▸ **Action item**: Across the entries, how many lines have the string "Caused" in them? Reply with only a number.

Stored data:
=== Begin Enclosure ===

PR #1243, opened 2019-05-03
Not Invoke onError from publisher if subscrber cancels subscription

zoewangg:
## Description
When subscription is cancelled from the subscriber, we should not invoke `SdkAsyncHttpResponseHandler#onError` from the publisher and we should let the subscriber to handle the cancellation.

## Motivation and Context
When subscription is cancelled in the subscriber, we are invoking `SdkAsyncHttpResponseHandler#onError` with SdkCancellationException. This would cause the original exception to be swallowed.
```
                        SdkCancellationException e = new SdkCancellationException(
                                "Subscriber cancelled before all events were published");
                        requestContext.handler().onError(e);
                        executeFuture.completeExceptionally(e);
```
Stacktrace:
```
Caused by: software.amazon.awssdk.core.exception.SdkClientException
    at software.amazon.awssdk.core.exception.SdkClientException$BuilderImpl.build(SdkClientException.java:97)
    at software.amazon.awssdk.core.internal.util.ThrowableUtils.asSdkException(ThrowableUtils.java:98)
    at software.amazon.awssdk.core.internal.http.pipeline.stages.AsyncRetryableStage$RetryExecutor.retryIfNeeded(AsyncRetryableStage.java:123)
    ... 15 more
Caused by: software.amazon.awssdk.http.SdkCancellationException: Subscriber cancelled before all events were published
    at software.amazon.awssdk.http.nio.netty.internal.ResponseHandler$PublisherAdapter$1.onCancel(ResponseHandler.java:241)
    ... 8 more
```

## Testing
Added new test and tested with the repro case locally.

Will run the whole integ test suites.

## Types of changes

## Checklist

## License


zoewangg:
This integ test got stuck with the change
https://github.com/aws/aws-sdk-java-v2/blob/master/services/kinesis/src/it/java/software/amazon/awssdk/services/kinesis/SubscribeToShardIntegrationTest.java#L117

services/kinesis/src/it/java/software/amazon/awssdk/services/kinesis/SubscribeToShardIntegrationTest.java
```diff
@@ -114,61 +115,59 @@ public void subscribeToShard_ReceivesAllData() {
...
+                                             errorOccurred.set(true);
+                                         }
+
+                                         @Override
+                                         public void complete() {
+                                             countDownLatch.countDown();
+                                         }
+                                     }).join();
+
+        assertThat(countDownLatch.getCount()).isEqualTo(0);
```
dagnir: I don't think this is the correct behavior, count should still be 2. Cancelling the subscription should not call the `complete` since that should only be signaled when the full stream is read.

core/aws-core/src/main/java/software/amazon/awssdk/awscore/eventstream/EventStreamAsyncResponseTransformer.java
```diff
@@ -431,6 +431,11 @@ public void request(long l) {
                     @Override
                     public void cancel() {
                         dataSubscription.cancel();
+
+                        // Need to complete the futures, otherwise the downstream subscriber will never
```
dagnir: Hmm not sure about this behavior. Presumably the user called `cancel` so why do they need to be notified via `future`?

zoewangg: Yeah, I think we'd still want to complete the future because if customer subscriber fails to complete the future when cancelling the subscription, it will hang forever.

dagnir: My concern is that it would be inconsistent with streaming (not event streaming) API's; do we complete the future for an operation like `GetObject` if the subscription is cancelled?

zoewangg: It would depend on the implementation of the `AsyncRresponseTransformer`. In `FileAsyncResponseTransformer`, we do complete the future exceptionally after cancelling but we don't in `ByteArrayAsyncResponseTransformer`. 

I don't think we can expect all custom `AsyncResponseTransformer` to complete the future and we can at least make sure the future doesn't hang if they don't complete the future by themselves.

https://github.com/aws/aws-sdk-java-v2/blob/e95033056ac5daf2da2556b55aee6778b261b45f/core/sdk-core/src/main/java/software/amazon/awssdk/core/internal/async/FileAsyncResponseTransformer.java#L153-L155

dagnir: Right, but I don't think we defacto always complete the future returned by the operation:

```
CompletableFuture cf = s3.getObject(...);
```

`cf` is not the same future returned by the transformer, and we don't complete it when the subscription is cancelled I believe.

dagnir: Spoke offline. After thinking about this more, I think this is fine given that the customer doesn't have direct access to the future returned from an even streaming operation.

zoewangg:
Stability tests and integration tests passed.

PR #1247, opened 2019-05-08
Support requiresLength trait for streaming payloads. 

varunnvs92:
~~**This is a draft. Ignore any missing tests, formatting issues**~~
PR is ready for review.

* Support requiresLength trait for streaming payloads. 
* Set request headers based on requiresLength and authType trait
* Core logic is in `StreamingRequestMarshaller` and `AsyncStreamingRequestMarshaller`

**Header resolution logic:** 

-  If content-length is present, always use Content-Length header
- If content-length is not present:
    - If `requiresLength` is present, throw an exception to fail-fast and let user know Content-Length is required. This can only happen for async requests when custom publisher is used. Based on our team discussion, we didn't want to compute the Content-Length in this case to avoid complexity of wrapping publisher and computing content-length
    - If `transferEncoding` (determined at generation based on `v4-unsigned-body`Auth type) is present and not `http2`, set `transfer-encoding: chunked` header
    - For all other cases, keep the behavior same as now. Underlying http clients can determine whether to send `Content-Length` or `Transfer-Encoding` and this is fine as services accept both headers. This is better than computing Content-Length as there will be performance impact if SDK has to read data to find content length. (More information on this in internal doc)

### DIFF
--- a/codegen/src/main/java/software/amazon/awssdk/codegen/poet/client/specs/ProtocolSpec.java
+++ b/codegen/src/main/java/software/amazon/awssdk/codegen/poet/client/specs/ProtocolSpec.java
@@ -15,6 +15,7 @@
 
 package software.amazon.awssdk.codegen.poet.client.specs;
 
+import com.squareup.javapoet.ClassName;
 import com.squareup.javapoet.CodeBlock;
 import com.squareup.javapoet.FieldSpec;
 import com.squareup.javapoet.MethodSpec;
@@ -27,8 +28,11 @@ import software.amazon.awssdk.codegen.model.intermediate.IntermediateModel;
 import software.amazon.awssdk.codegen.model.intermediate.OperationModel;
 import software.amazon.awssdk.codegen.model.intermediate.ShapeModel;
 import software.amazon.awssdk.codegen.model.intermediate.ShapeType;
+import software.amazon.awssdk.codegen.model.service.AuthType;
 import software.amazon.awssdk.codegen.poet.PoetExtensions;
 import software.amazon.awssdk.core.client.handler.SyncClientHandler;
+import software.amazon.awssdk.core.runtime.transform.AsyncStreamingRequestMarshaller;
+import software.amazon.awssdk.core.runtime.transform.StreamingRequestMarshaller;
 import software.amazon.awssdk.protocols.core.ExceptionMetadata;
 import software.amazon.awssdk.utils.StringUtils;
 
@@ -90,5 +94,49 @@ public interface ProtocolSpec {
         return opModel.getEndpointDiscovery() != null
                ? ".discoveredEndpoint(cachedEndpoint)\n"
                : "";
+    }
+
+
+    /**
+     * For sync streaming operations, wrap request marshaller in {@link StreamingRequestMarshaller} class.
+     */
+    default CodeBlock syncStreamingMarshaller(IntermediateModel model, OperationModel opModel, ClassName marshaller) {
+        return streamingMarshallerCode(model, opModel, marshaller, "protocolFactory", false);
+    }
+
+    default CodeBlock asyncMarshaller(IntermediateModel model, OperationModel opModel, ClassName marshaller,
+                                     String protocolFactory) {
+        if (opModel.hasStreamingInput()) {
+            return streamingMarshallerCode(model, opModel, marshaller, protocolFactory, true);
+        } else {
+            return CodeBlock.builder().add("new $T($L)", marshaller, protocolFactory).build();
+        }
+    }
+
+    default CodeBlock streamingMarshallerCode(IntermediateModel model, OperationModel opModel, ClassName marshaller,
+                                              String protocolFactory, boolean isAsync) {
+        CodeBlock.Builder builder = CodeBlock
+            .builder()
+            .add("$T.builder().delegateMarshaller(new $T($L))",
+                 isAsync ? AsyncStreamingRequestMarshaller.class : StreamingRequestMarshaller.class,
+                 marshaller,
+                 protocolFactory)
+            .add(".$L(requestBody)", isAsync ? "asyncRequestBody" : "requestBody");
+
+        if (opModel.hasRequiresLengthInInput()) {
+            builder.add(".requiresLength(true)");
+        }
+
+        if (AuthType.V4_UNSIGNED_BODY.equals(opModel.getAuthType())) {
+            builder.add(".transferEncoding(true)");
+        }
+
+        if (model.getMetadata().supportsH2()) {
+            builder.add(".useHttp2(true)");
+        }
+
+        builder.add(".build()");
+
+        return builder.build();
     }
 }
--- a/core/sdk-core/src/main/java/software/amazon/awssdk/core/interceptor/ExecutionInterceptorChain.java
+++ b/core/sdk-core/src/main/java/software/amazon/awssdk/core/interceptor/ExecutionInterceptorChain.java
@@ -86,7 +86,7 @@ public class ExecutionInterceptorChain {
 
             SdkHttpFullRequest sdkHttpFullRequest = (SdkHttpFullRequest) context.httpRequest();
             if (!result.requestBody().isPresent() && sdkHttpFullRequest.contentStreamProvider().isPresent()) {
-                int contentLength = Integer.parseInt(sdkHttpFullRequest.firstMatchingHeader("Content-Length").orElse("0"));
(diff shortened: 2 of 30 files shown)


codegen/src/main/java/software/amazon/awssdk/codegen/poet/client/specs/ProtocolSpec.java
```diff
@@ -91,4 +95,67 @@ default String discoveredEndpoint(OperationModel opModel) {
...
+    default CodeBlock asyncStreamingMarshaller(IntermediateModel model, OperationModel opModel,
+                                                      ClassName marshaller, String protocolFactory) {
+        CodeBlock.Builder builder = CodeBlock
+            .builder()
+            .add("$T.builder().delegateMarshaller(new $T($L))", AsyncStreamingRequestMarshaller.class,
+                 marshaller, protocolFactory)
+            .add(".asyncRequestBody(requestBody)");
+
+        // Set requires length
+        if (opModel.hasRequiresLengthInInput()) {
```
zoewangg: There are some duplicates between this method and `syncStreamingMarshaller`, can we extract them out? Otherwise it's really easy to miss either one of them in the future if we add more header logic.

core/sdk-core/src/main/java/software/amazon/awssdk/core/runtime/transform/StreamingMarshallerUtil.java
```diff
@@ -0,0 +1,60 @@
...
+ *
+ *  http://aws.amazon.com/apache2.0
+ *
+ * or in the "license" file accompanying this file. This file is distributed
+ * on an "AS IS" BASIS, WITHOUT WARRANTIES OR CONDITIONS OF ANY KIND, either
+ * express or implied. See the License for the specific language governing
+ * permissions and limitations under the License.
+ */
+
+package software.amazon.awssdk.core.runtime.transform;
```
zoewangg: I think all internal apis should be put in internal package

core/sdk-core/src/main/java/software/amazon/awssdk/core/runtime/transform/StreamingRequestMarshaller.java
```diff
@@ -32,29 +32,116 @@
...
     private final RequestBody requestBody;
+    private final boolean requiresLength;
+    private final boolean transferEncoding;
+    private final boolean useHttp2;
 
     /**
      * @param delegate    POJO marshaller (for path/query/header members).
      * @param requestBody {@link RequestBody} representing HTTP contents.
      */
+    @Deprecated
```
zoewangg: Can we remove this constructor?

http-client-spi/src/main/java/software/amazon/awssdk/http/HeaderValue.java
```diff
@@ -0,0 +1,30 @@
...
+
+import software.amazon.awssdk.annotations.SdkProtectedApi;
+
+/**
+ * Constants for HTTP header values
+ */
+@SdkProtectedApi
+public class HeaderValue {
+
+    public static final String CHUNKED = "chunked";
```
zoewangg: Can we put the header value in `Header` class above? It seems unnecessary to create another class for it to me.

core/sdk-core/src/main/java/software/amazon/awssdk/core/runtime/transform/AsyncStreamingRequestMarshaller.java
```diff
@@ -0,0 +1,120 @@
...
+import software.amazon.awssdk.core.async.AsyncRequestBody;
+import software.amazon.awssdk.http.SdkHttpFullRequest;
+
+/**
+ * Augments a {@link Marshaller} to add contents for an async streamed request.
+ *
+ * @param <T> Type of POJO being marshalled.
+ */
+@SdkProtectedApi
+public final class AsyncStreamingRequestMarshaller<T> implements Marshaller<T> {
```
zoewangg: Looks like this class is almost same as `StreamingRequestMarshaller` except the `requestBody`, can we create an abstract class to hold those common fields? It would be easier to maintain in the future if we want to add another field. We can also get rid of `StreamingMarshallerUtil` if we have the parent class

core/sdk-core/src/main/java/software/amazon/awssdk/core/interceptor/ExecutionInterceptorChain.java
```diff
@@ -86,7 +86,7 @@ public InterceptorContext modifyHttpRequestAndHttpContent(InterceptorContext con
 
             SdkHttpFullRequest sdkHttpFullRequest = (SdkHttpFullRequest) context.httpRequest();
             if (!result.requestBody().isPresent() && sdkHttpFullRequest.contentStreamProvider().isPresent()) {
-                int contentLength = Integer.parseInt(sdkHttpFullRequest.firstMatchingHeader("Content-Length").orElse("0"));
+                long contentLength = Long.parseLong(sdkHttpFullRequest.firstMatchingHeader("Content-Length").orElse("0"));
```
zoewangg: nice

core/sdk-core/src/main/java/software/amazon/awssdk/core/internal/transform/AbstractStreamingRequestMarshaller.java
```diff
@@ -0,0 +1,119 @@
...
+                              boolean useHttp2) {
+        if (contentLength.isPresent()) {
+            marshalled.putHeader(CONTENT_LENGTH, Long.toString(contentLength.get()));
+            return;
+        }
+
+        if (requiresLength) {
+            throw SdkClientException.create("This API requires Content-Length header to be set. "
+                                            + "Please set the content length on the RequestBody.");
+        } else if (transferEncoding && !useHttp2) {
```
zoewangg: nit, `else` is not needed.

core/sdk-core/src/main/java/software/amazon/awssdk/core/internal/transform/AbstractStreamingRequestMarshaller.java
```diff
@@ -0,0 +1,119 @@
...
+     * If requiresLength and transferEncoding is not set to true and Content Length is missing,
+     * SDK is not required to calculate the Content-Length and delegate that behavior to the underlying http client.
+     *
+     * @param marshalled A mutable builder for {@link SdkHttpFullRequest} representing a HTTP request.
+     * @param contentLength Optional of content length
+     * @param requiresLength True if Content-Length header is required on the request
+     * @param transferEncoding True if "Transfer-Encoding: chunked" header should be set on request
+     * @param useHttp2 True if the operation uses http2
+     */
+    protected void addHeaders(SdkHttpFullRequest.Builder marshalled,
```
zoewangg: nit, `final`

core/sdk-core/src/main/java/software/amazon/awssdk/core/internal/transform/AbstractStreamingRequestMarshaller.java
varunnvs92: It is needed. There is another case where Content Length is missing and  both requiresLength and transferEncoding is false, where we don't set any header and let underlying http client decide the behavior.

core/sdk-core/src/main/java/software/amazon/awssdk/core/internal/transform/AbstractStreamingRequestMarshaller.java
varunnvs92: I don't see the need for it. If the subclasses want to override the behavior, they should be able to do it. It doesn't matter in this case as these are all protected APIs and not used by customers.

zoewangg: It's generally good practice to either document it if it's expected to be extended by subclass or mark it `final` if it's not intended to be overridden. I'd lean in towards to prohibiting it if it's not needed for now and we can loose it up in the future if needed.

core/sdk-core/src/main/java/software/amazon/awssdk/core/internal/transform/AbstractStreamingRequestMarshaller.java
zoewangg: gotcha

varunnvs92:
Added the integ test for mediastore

=== End Enclosure ===

▸ **Reply**: 2